Valdez Saltwater Adventures - highly recommended. No monsters but, we managed 588Lb's of fillets for the 6 of us. Halibut, Lingcod, Yellow eye/rock fish and black bass

great time and hope to make it back next year


----------



## Abel (Feb 14, 2003)

That's a killer day man. I'm just wondering one thing, how many people were on the boat or was it an over night trip?


----------



## spendit (Dec 19, 2002)

Abel said:


> That's a killer day man. I'm just wondering one thing, how many people were on the boat or was it an over night trip?

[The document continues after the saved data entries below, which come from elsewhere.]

PR #4526, opened 2026-09-17
[Web] Detect composed gesture changes in the detector

m-bert:
## Description

The web `HostGestureDetector` memoizes its handler-tag set with the tags spread into the dependency array. React compares dependencies only up to the shorter length, so a tag appended or removed at the end of `handlerTags` was never seen. Switching a detector from a single gesture to a composition containing it (`gesture={cond ? composed : single}`) turns `[pan]` into `[pan, tap]`: the tap was never attached and never fired. Switching back left the tap attached in the web engine. React also logged "The final argument passed to useMemo changed size between renders" on every switch.

The memo is now keyed on the tags joined into a string, so any change in membership, including a change in length, rebuilds the set and resyncs the subscriptions, while unchanged tags keep the same set across renders.

## Test plan

<details>

```tsx
import {
  GestureDetector,
  Pressable,
  usePanGesture,
  useSimultaneousGestures,
  useTapGesture,

import { COLORS } from '../../../common';

// Web only. Each box switches its detector between a single pan and a
// composition of the same pan plus a tap. Both hooks are always called, only
// the value handed to the detector changes, which turns the detector's
// `handlerTags` from `[pan]` into `[pan, tap]` and back.
//
// Expected: with the composition the box counts taps, with the single pan it
// does not. Bug: the web detector memoizes its tag set on the spread array and
// React compares only the common prefix when the length changes, so:
// - box A (starts as pan only): the tap never attaches after switching to
//   the composition,
// - box B (starts as pan + tap): the tap stays attached after switching back
//   to the single pan.

function Case({
  name,
  initialWithTap,
}: {
  name: string;
  initialWithTap: boolean;
}) {
  const [withTap, setWithTap] = useState(initialWithTap);
  const [panCount, setPanCount] = useState(0);
  const [tapCount, setTapCount] = useState(0);

  const pan = usePanGesture({
    activeOffsetX: [-10, 10],
    onActivate: () => {
      setPanCount((n) => n + 1);
    },
  });

  const tap = useTapGesture({
    onActivate: () => {
      setTapCount((n) => n + 1);
    },
  });

  const composed = useSimultaneousGestures(pan, tap);

  return (
    <View style={styles.caseContainer}>
      <Text style={styles.label} testID={`${name}-status`}>
        {name}: {withTap ? 'pan + tap' : 'pan only'} (taps expected to{' '}
        {withTap ? 'count' : 'be ignored'})
      </Text>
      <Text style={styles.label} testID={`${name}-counters`}>
        pan activations: {panCount}, tap activations: {tapCount}
      </Text>

      <Pressable
        style={styles.button}
        onPress={() => setWithTap((v) => !v)}
        testID={`${name}-toggle`}>
        <Text style={styles.buttonLabel}>
          {withTap ? 'Use pan only' : 'Use pan + tap'}
        </Text>
      </Pressable>

      <GestureDetector gesture={withTap ? composed : pan}>
        <View style={styles.box} testID={`${name}-box`}>
          <Text style={styles.boxLabel}>
            {name}:{' '}
            {withTap ? 'pan + tap, tap or drag here' : 'pan only, drag here'}
          </Text>
        </View>
      </GestureDetector>
    </View>
  );
}

export default function WebComposedMembershipExample() {
  return (
    <View style={styles.content}>
      <Case name="A" initialWithTap={false} />
      <Case name="B" initialWithTap />
    </View>
  );
}

  content: {
    flex: 1,
    flexDirection: 'row',
    justifyContent: 'space-evenly',
    padding: 16,
  },
  caseContainer: {
    alignItems: 'center',
  },
  label: {
    fontSize: 14,
    color: COLORS.NAVY,
    marginVertical: 4,
    textAlign: 'center',
  },
  button: {
    marginVertical: 8,
    paddingHorizontal: 20,
    paddingVertical: 10,
    borderRadius: 8,
    backgroundColor: COLORS.PURPLE,
  },
  buttonLabel: {
    color: 'white',
    fontSize: 16,
  },
  box: {
    marginTop: 12,
    width: 260,
    height: 200,
    borderRadius: 16,
    backgroundColor: COLORS.GREEN,
    justifyContent: 'center',
    alignItems: 'center',
  },
  boxLabel: {
    color: 'white',
    fontSize: 16,
  },
});
```

</details>


packages/react-native-gesture-handler/src/v3/detectors/HostGestureDetector.web.tsx
```diff
@@ -225,7 +225,15 @@ function teardown(refs: DetectorRefs) {
 const HostGestureDetector = (props: GestureHandlerDetectorProps) => {
   const { handlerTags, children } = props;
 
-  const handlerTagsSet = useMemo(() => new Set(handlerTags), [...handlerTags]);
+  // Spreading the array into the deps does not work: React compares
+  // deps only up to the shorter length, so a tag appended or removed at the end
+  // was never picked up.
+  const handlerTagsKey = handlerTags.join(',');
+  const handlerTagsSet = useMemo(
```
j-piasecki: This set is used only as a dependency of an effect below. Can't it be simplified so we don't memoize the set and instead move the handlerTagsKey to the effect's dependency array?

m-bert: Done in [63f0b76](https://github.com/software-mansion/react-native-gesture-handler/pull/4526/commits/63f0b769540c053c4e0582bca4348b16b5f60787)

WE had 6 in our group, plus the captain and 1st mate and this was a 2 day trip. We ran out some 90 miles and stayed out until mid day of day two.


----------



## Abel (Feb 14, 2003)

Ok, that's what I figured, didn't make sense when I started counted fish at first. nice haul man.


----------



## 6Speed (Mar 8, 2013)

spendit said:


> Valdez Saltwater Adventures - highly recommended. No monsters but, we managed 588Lb's of fillets for the 6 of us. Halibut, Lingcod, Yellow eye/rock fish and black bass
> 
> great time and hope to make it back next year


Alaska is cool. I was there last in 2015 and can't wait to go back.

Good catch!


----------